**** Exercise inputs ****
PR #5387, opened 2024-10-16
HJ-23 Add connection_type to NamespaceMeta

erosselli:
Part of [HJ-23](https://ethyca.atlassian.net/browse/HJ-23)

### Description Of Changes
****
Problem statement: Copy all records verbatim.

Response for this exercise:
PR #5387, opened 2024-10-16
HJ-23 Add connection_type to NamespaceMeta

erosselli:
Part of [HJ-23](https://ethyca.atlassian.net/browse/HJ-23)

### Description Of Changes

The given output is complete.